## Given data
PR #5792, opened 2026-09-11
Add analytics to the map component

andysellick:

**Note: this PR currently includes the addition of a map to the homepage of GOV.UK, for testing purposes (analytics doesn't work in the component guide). DO NOT MERGE until this has been removed.**

## What
Adds analytics events to the map component. These events are:

- when a user clicks on a map marker
- when a panel (popup) opens (note that this will happen immediately after a user clicks on a map marker - it is possible for a map marker to not have a panel, but that wouldn't be helpful in a real world usage of the map component)
- when a panel is closed
- when links are clicked in a panel
- when links are clicked in the list of panels (beneath the map)

## Why
https://gov-uk.atlassian.net/jira/software/c/projects/PNP/boards/1356?selectedIssue=PNP-10150

## Visual changes
None.


app/assets/javascripts/components/map.js
```diff
@@ -59,21 +60,52 @@
...
 
       /* istanbul ignore next */
       this.map.on('interact:selectionchange', (e) => {
         if (e.selectedMarkers.length > 0) {
           let marker = parseInt(e.selectedMarkers[0].replace('marker-', ''))
           marker = this.markers[marker]
+
+          const popupContent = this.createPopupContent(marker)
+          const el = document.createElement('div')
+          el.innerHTML = popupContent
```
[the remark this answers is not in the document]
andysellick: In this situation this isn't a concern. We're using the built in functionality of `textContent` to strip HTML tags out of the popupContent to put it into an analytics event. The element created for this purpose isn't appended to the DOM, and is immediately discarded once we've extracted the text-only content from it.

app/assets/javascripts/components/map.js
```diff
@@ -192,6 +223,12 @@ window.GOVUK.Modules = window.GOVUK.Modules || {};
         })
       }
     }
+
+    analytics (data) {
```
AshGDS: Possibly a Nitpick, but I think we ideally want this to include a verb? E.g. `sendAnalytics`

app/views/homepage/_popular_links.html.erb
AshGDS, line 1: I won't approve until this is removed of course 😄

spec/javascripts/components/map.spec.js
```diff
@@ -439,4 +437,20 @@ describe('Map component', function () {
...
+    })
+
+    afterEach(function () {
+      delete window.dataLayer
+    })
+
+    it('detects that tracking should occur', function () {
+      expect(module.trackingEnabled).toEqual(true)
+    })
+  })
```
AshGDS, line 455: Non-blocking, but I wonder if we could extract the `this.analytics` calls to a different file, and then you'd be able to test the functions a bit better against a DOM you have control over, but as you said we're fairly certain it will work given our previous analytics code.

AshGDS (commented):
LGTM - is there a reason this link is unstyled? 

Image

app/assets/javascripts/components/map.js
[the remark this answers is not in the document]
AshGDS: Non-blocking and haven't fully investigated, but if the below code was converted to use `document.createElement` would that resolve it?
```
let popupContent = `<${heading} class="govuk-heading-s govuk-!-margin-bottom-2">${feature.properties.name}</${heading}>`
```

andysellick:
> LGTM - is there a reason this link is unstyled?

Yes this is just test data so there's a link to click. I'm not planning to put a map on the homepage 😁

app/assets/javascripts/components/map.js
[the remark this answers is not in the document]
andysellick: Thanks, but I think I might have an alternative way around this - I don't think it's necessary at all, the event should only include the name of the marker, not the whole text of the panel.

app/assets/javascripts/components/map.js
andysellick: Changed.

andysellick:
@AshGDS just to highlight I've added some new logic in around panels closing, seems the event was firing twice if the user clicks the 'x' on the panel to close it, hopefully this should prevent duplicate events from firing.

app/views/homepage/_popular_links.html.erb
andysellick: @AshGDS I've now removed this change.

AshGDS (dismissed):

andysellick:
@AshGDS sorry just thought of some extra tests to add - I've put them in a separate commit, but will merge them together ahead of your final review if you're happy with them 👍

AshGDS (dismissed):
LGTM 👍

AshGDS (approved):
LGTM 👍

## Task to carry out
Emit the records above again, exactly, with no line skipped.

## Answer to this task
PR #5792, opened 2026-09-11
Add analytics to the map component

andysellick:

**Note: this PR currently includes the addition of a map to the homepage of GOV.UK, for testing purposes (analytics doesn't work in the component guide). DO NOT MERGE until this has been removed.**

## What
Adds analytics events to the map component. These events are:

- when a user clicks on a map marker
- when a panel (popup) opens (note that this will happen immediately after a user clicks on a map marker - it is possible for a map marker to not have a panel, but that wouldn't be helpful in a real world usage of the map component)
- when a panel is closed
- when links are clicked in a panel
- when links are clicked in the list of panels (beneath the map)

## Why
https://gov-uk.atlassian.net/jira/software/c/projects/PNP/boards/1356?selectedIssue=PNP-10150

## Visual changes
None.


app/assets/javascripts/components/map.js
```diff
@@ -59,21 +60,52 @@
...
 
       /* istanbul ignore next */
       this.map.on('interact:selectionchange', (e) => {
         if (e.selectedMarkers.length > 0) {
           let marker = parseInt(e.selectedMarkers[0].replace('marker-', ''))
           marker = this.markers[marker]
+
+          const popupContent = this.createPopupContent(marker)
+          const el = document.createElement('div')
+          el.innerHTML = popupContent
```
[the remark this answers is not in the document]
andysellick: In this situation this isn't a concern. We're using the built in functionality of `textContent` to strip HTML tags out of the popupContent to put it into an analytics event. The element created for this purpose isn't appended to the DOM, and is immediately discarded once we've extracted the text-only content from it.

app/assets/javascripts/components/map.js
```diff
@@ -192,6 +223,12 @@ window.GOVUK.Modules = window.GOVUK.Modules || {};
         })
       }
     }
+
+    analytics (data) {
```
AshGDS: Possibly a Nitpick, but I think we ideally want this to include a verb? E.g. `sendAnalytics`

app/views/homepage/_popular_links.html.erb
AshGDS, line 1: I won't approve until this is removed of course 😄

spec/javascripts/components/map.spec.js
```diff
@@ -439,4 +437,20 @@ describe('Map component', function () {
...
+    })
+
+    afterEach(function () {
+      delete window.dataLayer
+    })
+
+    it('detects that tracking should occur', function () {
+      expect(module.trackingEnabled).toEqual(true)
+    })
+  })
```
AshGDS, line 455: Non-blocking, but I wonder if we could extract the `this.analytics` calls to a different file, and then you'd be able to test the functions a bit better against a DOM you have control over, but as you said we're fairly certain it will work given our previous analytics code.

AshGDS (commented):
LGTM - is there a reason this link is unstyled? 

Image

app/assets/javascripts/components/map.js
[the remark this answers is not in the document]
AshGDS: Non-blocking and haven't fully investigated, but if the below code was converted to use `document.createElement` would that resolve it?
```
let popupContent = `<${heading} class="govuk-heading-s govuk-!-margin-bottom-2">${feature.properties.name}</${heading}>`
```

andysellick:
> LGTM - is there a reason this link is unstyled?

Yes this is just test data so there's a link to click. I'm not planning to put a map on the homepage 😁

app/assets/javascripts/components/map.js
[the remark this answers is not in the document]
andysellick: Thanks, but I think I might have an alternative way around this - I don't think it's necessary at all, the event should only include the name of the marker, not the whole text of the panel.

app/assets/javascripts/components/map.js
andysellick: Changed.

andysellick:
@AshGDS just to highlight I've added some new logic in around panels closing, seems the event was firing twice if the user clicks the 'x' on the panel to close it, hopefully this should prevent duplicate events from firing.

app/views/homepage/_popular_links.html.erb
andysellick: @AshGDS I've now removed this change.

AshGDS (dismissed):

andysellick:
@AshGDS sorry just thought of some extra tests to add - I've put them in a separate commit, but will merge them together ahead of your final review if you're happy with them 👍

AshGDS (dismissed):
LGTM 👍

AshGDS (approved):
LGTM 👍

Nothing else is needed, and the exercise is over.